For each and every product, there is a representative curve that describes the drying
characteristics for that product at specific temperature, velocity and pressure conditions.
This curve is referred to as the drying curve for a specific product. Variations in the curve
will occur principally in rate relative to carrier velocity and temperature. The curve is
extremely valuable in understanding idiosyncrasies associated with the drying of each
unique product.
In discussing the drying process, typically, there two fundamental temperatures involved.
The dry bulb temperature is the temperature of a body or air as measured with a
conventional thermometer. In process applications, it is the process control set point of a
dryer. It is also referred to as just "temperature. Meanwhile, wet bulb temperature is
different. It is called wet because a permeable membrane such as wet gauze is used in
conjunction with a regular thermometer to obtain the reading. The gauze is wrapped
around the bulb of the thermometer and inserted into the gas stream. Because the water
is evaporating off the gauze in the gas stream, evaporative cooling ensures that the
temperature is lower than a dry bulb thermometer in the same gas stream. Physically
obtaining this reading is tricky because the reading is meaningful only at a constant rate
of evaporation. Too much or too little water will affect the reading, and it takes practice to
obtain the correct value. The dry and wet bulb temperatures are fundamentals in defining
the properties of the air.
Figure 4.3: Different phases in drying processes; initial period, constant rate period and
falling rate period. (Process Heating; The Drying Curve, 15 th Dec 2010)
Figure 4.3 represents a typical drying curve for virtually any product. Drying occurs in
three different periods, or phases, which can be clearly defined. The first phase, or initial
period, is where sensible heat is transferred to the product and the contained moisture.

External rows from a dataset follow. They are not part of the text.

PR #4537, opened 2026-07-18
fix(monitor): refresh Anthropic text-block extraction

heathermhuang:
## Summary
- extract Anthropic monitor text from all `content[]` text blocks instead of assuming `content[0]` is text
- preserve the newer OpenAI Responses reasoning-aware extractor already on `main`
- cover thinking-before-text, single-text, thinking-only, and multi-text responses

## Why
Anthropic Messages responses may place a `thinking` block before the answer. The monitor treated those successful responses as empty, producing challenge mismatches or replace-mode empty-text failures.

## Attribution and supersession
This refresh adopts #1953 on current `main`. The original commit author, @mark-ly-wang, is preserved in commit `1a855d3e`, including the cherry-pick source reference to `76cf1ee`.

#1953 is now stale and conflicts with the later OpenAI Responses monitor work. This PR resolves that conflict without changing the original Anthropic behavior or taking ownership of the other #4527 requests.

Addresses #4527 item 5 only.

## Test coverage
- AI-assessed changed-path coverage: 88% (14/16 paths)
- focused regression tests cover Anthropic thinking-before-text extraction and challenge validation
- existing tests cover empty-response failure and OpenAI Responses reasoning-before-text coexistence

## Pre-landing review
No issues found. Backend, security, provider behavior, trust boundaries, regression risk, and scope drift were reviewed against current `main`.

## Test plan
- [x] `go test -tags=unit ./internal/service -run 'TestExtractAnthropicMonitorText|TestValidateChallenge_AnthropicTextAfterThinking|TestRunCheckForModel' -count=1`

### DIFF
--- a/backend/internal/service/channel_monitor_checker.go
+++ b/backend/internal/service/channel_monitor_checker.go
@@ -149,11 +149,11 @@ func pingEndpointOrigin(ctx context.Context, endpoint string) *int {
 	return &ms
 }
 
-// providerAdapter 描述某个 provider 在 challenge 检测中需要的 4 件事：
+// providerAdapter 描述某个 provider 在 challenge 检测中需要的几件事：
 //   - 拼出请求路径（含 model 占位）
 //   - 序列化请求体
 //   - 构造鉴权头
-//   - 从响应 JSON 中按 path 提取文本（gjson path）
+//   - 从响应 JSON 中提取文本（默认按 gjson path；需要时可自定义）
 //
 // 加新 provider 只需要在 providerAdapters 里增加一个条目，无需触碰 callProvider / validateProvider。
 type providerAdapter struct {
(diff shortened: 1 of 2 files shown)


heathermhuang:
Live pre-review verification completed on the exact PR head `1a855d3e` as part of the combined current-main canary.

- Focused Anthropic monitor regressions pass, including `thinking` arriving before the first text block.
- Combined backend service/repository/handler/routes tests and vet passed.
- The live OAuth and API-key lanes each passed text, image generation, video generation, protected video download, and ownership isolation.
- Public browser smoke returned 200 with no console errors.
- The canary remained healthy with zero restarts and clean fatal/panic/migration logs; disposable keys were deleted and returned 401 afterward.

Production had no scheduled channel-monitor tasks available, so I did not manufacture a live monitor failure on shared accounts. The exact thinking-before-text behavior is covered by the focused regression; the live matrix proves no gateway regression.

This is the heating up of the product from the inlet condition to the process condition,
which enables the subsequent processes to take place. In some instances, pre-processing
can reduce or eliminate this phase. For example, if the feed material is
SEPARATION PROCESSES LABORATORY II
coming from a reactor or if the feed is preheated by a source of waste energy, the inlet
condition of the material will already be at a raised temperature. The rate of evaporation
increases dramatically during this period with mostly free moisture being removed.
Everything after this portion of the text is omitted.